Speaker
Description
In 2016, a TTC-PON (Timing, Trigger and Control system based on Passive Optical Networks) demonstrator was presented at TWEPP as an alternative to replace the TTC system, currently responsible for delivering timing, trigger and control commands in the LHC experiments. Towards a deployment foreseen for ALICE phase-1 upgrade, the system has been consolidated through flexible software implementation providing full configuration, complete calibration and extended monitoring and diagnostic tools. A scaled-up setup was built with various FPGA platforms to stress the system in realistic conditions. The system and its features will be demonstrated together with a discussion on its robustness.
Summary
The TTC-PON system (Timing, Trigger and Control system based in Passive Optical Networks) was first envisaged in 2010 as an alternative to the current TTC system, responsible for timing distribution, and for sending level-1 trigger accept and control commands from the central trigger unit to the detector sub-partitions of the CERN LHC (Large Hadron Collider) experiments. TTC-PON is a bidirectional point-to-multipoint optical communication system in which a master node can communicate with slave nodes over the same fiber using WDM (Wavelength Division Multiplexing) and TDMA (Time Division Multiplexing Access). Compared to the current TTC system, TTC-PON has a much higher bandwidth and allows bidirectional optical communication between the master and slaves. In addition, TTC-PON masters can serve more slave nodes (up to 64) when compared to the current system (up to 32).

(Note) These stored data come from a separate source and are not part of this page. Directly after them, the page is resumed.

PR #1395, opened 2020-11-04
Update bcc2020_embedding_jbrowse_04_assemblies.md

sqwwwok:
Change filename from 'assemblies.js' to 'assembly.js'.
We export only one assembly in this file,  and that's consistent with the following html file which imports assembly using 'assembly.js'.


cmdcolin:
@garrettjstevens is this reasonable?

cmdcolin:
and/or is there any assemblyManager in embedded mode that makes multiple assemblies possible?

garrettjstevens:
@sqwwwok thanks for the fix!

@cmdcolin this is a typo fix, the tutorial uses `assembly.js` elsewhere. Just one assembly in embedded currently. I was trying to re-run the build to see if it would pass, but it's just timing out, nothing to do with this PR. I'll merge.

Since the TTC-PON will be installed in the back-end of the experiments, COTS (commercial off-the-self) optical components and FPGAs (Field Programmable Gate Arrays) are used for the system implementation. In 2016, a demonstrator based on the XGPON1 technology was presented overcoming major limitations of past solutions. The system can handle up to 64 slave nodes per master with a comfortable optical margin and the TDMA is based on 125 ns timing slots allocated to each slave. This demonstrator was based on a single manufacturer for the optical components and all the nodes of the system were implemented using Kintex7 FPGAs by means of KC705 evaluation boards (Xilinx).
Since then, the FPGA firmware has been consolidated and is being prepared for a full deployment in the framework of ALICE phase-1 upgrade. The proposed system is now fully software configurable with a very flexible design based on Python; several features have been made available to the users in order to have full configuration and calibration procedures and extended online and offline monitoring tools of the system. An improved setup consisting of one master and eight slaves has been built. Based on Kintex Ultrascale and Arria 10 development platforms, as well as on PON transceivers from several vendors, this new test bench allowed to perform stress tests (extended bit error ratio tests, temperature, long fibers, dynamic range…) in order to better understand system limitations and to improve its robustness.
This paper will focus on the current core design and a demonstration of its features will be performed. The system stress tests results and the robustness of the current setup will also be discussed.